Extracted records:
<<<<
PR #197, opened 2015-08-18
Fix weaver project search path in Linux

ylatuya:
Create the search path in a portable way, since a path with '\' is not valid in Linux and Directory.Exists will always return False.

### DIFF
--- a/Fody/WeaverProjectFileFinder.cs
+++ b/Fody/WeaverProjectFileFinder.cs
@@ -24,7 +24,8 @@ public partial class Processor
 
     void GetValue()
     {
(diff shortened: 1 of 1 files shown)


SimonCropp:
deployed to nuget. 

Good catch BTW

SimonCropp:
https://www.nuget.org/packages/Fody/1.29.3

ylatuya:
Awesome! Thanks for the fast response :D

SimonCropp:
fast? it took me 7 hours. fast in open source is measured in minutes ;)

PR #214, opened 2015-12-09
Fixed setting inherited props on weaver

jasonholloway:
Hi there,

I'm working on an intermediate add-in to supply further (vaguely planned) add-ins with functionality, and decided the best way to do this would be by ModuleWeaver base class.

I've not completely proved the idea to myself yet, but this was the first hurdle: a slight bug in building the property-setting delegates, which meant that accessors for inherited properties weren't being compiled.

Thanks!

### DIFF
--- a/FodyIsolated.Tests/DelegateBuilders/PropertyDelegateBuilderTests.cs
+++ b/FodyIsolated.Tests/DelegateBuilders/PropertyDelegateBuilderTests.cs
@@ -2,7 +2,7 @@ using System;
 using NUnit.Framework;
 
 [TestFixture]
-public class PropertyDelegateBuilderTests
+public class PropertyDelegateBuilderTests : BaseClassSupplyingInheritedMembers
 {
     public string Property { get; set; }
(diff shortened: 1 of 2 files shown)


SimonCropp:
wouldnt it be better to provide these features by composition rather than inheritance?

jasonholloway:
Well, yes, you have a point... but the way ModuleWeaver is bound by convention, composition would require the user to make loads of explicit requests for resources, which would then have to be individually fed into whatever component required them. This is hardly impossible, I know, but I'm eager to suppress Cecil and things like assembly resolution as much as possible, leaving the user with a nice clean surface for doing what they want without all the lower-level bits intruding.

What'd be perfect (in, like, an ideal world or something) would be something a bit like OWIN's AppBuilder, where everything's available in a well-defined type, and can be neatly accessed and manipulated by extensions. That is, just enough strong typing to make composition nice. I think this is what I'm really trying to achieve with the populating of inherited properties.

PR #218, opened 2016-01-03
add nuget NUnitTestAdapter to Test Projects so VS Test Eplorer works

0x53A:
This allows running the Unit Tests in the VS TestAdapter:

image

### DIFF
--- a/FodyCommon.Tests/FodyCommon.Tests.csproj
+++ b/FodyCommon.Tests/FodyCommon.Tests.csproj
@@ -31,9 +31,25 @@
     <WarningLevel>4</WarningLevel>
   </PropertyGroup>
   <ItemGroup>
+    <Reference Include="nunit.core, Version=2.6.4.14350, Culture=neutral, PublicKeyToken=96d09a1eb7f44a77, processorArchitecture=MSIL">
+      <HintPath>..\packages\NUnitTestAdapter.2.0.0\lib\nunit.core.dll</HintPath>
+      <Private>False</Private>
+    </Reference>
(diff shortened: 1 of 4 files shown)


SimonCropp:
R u serious that it is 2016 and VS test still doesn't pick up the most popular testing lib?

0x53A:
Not inbox. They built some kind of framework where ut-frameworks can register their own adapters. There are also adapter-nugets for xunit, etc.

Just out of curiosity, how do you run the unit tests?

SimonCropp:
in the past i have used http://www.testdriven.net/ but now i use R#.

But i see this is also popular https://visualstudiogallery.msdn.microsoft.com/6ab922d0-21c0-4f06-ab5f-4ecd1fe7175d

On the CI server i use either AppVeyor or TeamCity. 

Sorry but i dont think i can accept this PR. it should not be up to every open source project out there to add comparability hacks for test runners that refuse to innovate.

0x53A:
Well, they did kind of innovate, before VS2013 the test-runner was hardcoded for MSTest only, now they have an adapter framework for other systems.

The advantage of the nuget adapter is that it just works out of the box with a fresh VS install, no extensions required.

But I can totally understand that you don't accept this, I don't really care either way, since I'm not (yet =) ) a regular contributor, I just thought it might make the unit tests more discoverable.

SimonCropp:
> The advantage of the nuget adapter is that it just works out of the box with a fresh VS install, no extensions required.

The could also make this work OOTB in VS and remove all the friction.

PR #228, opened 2016-03-11
ability to select a custom fody xml file

negue:
I'm using costura and I was in need of having two fody xml files. 

For example in `debug` build I need a library to debug, but in release I don't really need this library / dll in my combined exe.

Example to have multiple xml's in csproj:

```
  <Target Name="MyFodyOverrideTarget">
    <Message Text="MyFodyOverrideTarget execute" />
    <Message Text="Old File Path $(CustomFodyFile)" />
    <CreateProperty Value="$(ProjectDir)FodyWeavers.$(Configuration).xml">
      <Output TaskParameter="Value" PropertyName="CustomFodyFile" />
    </CreateProperty>
     <CreateProperty Value="$(ProjectDir)">
      <Output TaskParameter="Value" PropertyName="FodyPath" />
    </CreateProperty>
    <Message Text="New File Path $(CustomFodyFile)" />
  </Target>
  <PropertyGroup>
    <FodyDependsOnTargets>MyFodyOverrideTarget</FodyDependsOnTargets>
  </PropertyGroup>
```

### DIFF
--- a/Fody/Processor.cs
+++ b/Fody/Processor.cs
@@ -14,6 +14,7 @@ public partial class Processor
     public string ProjectDirectory;
     public string References;
     public string SolutionDirectory;
+    public string CustomFodyFile;
     public string NuGetPackageRoot;
     public List<string> ReferenceCopyLocalPaths;
     public List<string> DefineConstants;
@@ -64,6 +65,11 @@ public partial class Processor
         ValidateAssemblyPath();
 
         ConfigFiles = ConfigFileFinder.FindWeaverConfigs(SolutionDirectory, ProjectDirectory, Logger);
+
+      if (!string.IsNullOrEmpty(CustomFodyFile))
+      {
+         ConfigFiles.Add(CustomFodyFile);
+      }
 
         if (!ShouldStartSinceFileChanged())
         {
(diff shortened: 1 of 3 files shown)


SimonCropp:
Merging a lib with costura does not stop u from debugging into it

negue:
Yes thats correct.

But the library is use is about 1MB big, which I don't need in my release :wink:

SimonCropp:
> But the library I use is about 1MB big, which I don't need in my release

sorry i dont understand this statement

Enumix:
Hello @SimonCropp , I'm using Stamp.Fody in solutions with large number of projects. It's very useful for specifying exactly which version running on production, but it takes some time. I would like to stamp only projects in Release mode. I've been trying to find the way to have different weavers configuration for Debug and Release mode. Sadly there is no way to embed FodyWeavers into app.config (I would prefer approach with config templates). 

Is there any workaround to do that? If now, why you not accepting this pull request?

kamil-mrzyglod:
@Enumix - are you using any kind of build server? An easy workaround is having a separate `FodyWeavers` file, which is being used when building a release build of your application(in fact it's something I've been using for a while).

SimonCropp:
@Enumix i suggest you give https://github.com/GitTools/GitVersion a try instead

PR #235, opened 2016-04-10
Padded addded to the list of addins

Scooletz:


Scooletz:
That was quick. Thx! :+1:

PR #239, opened 2016-05-04
Add a link to With plugin

mikhailshilkov:
With.Fody addin extends immutable C# classes with `With()` methods to return a copy of an object with one property modified.


SimonCropp:
thanks. can u also send a PR here with a sample project https://github.com/Fody/FodyAddinSamples/

PR #262, opened 2016-09-17
Renamed example powershell scripts to have the ps1 extension

Keboo:
When using the scripts in WeaverNugetTemplates in a NuGet packages they need to be named install.ps1 and uninstall.ps1 for NuGet to pick them up.


Keboo:
Any feedback on this?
>>>>
- DESCRIPTION OF THE TASK:
Nothing but the lines from the top of the records down to the line with "-public class PropertyDelegateBuilderTests" belongs in the answer; repeat them exactly.

- FINISHED TASK:
PR #197, opened 2015-08-18
Fix weaver project search path in Linux

ylatuya:
Create the search path in a portable way, since a path with '\' is not valid in Linux and Directory.Exists will always return False.

### DIFF
--- a/Fody/WeaverProjectFileFinder.cs
+++ b/Fody/WeaverProjectFileFinder.cs
@@ -24,7 +24,8 @@ public partial class Processor
 
     void GetValue()
     {
(diff shortened: 1 of 1 files shown)


SimonCropp:
deployed to nuget. 

Good catch BTW

SimonCropp:
https://www.nuget.org/packages/Fody/1.29.3

ylatuya:
Awesome! Thanks for the fast response :D

SimonCropp:
fast? it took me 7 hours. fast in open source is measured in minutes ;)

PR #214, opened 2015-12-09
Fixed setting inherited props on weaver

jasonholloway:
Hi there,

I'm working on an intermediate add-in to supply further (vaguely planned) add-ins with functionality, and decided the best way to do this would be by ModuleWeaver base class.

I've not completely proved the idea to myself yet, but this was the first hurdle: a slight bug in building the property-setting delegates, which meant that accessors for inherited properties weren't being compiled.

Thanks!

### DIFF
--- a/FodyIsolated.Tests/DelegateBuilders/PropertyDelegateBuilderTests.cs
+++ b/FodyIsolated.Tests/DelegateBuilders/PropertyDelegateBuilderTests.cs
@@ -2,7 +2,7 @@ using System;
 using NUnit.Framework;
 
 [TestFixture]
-public class PropertyDelegateBuilderTests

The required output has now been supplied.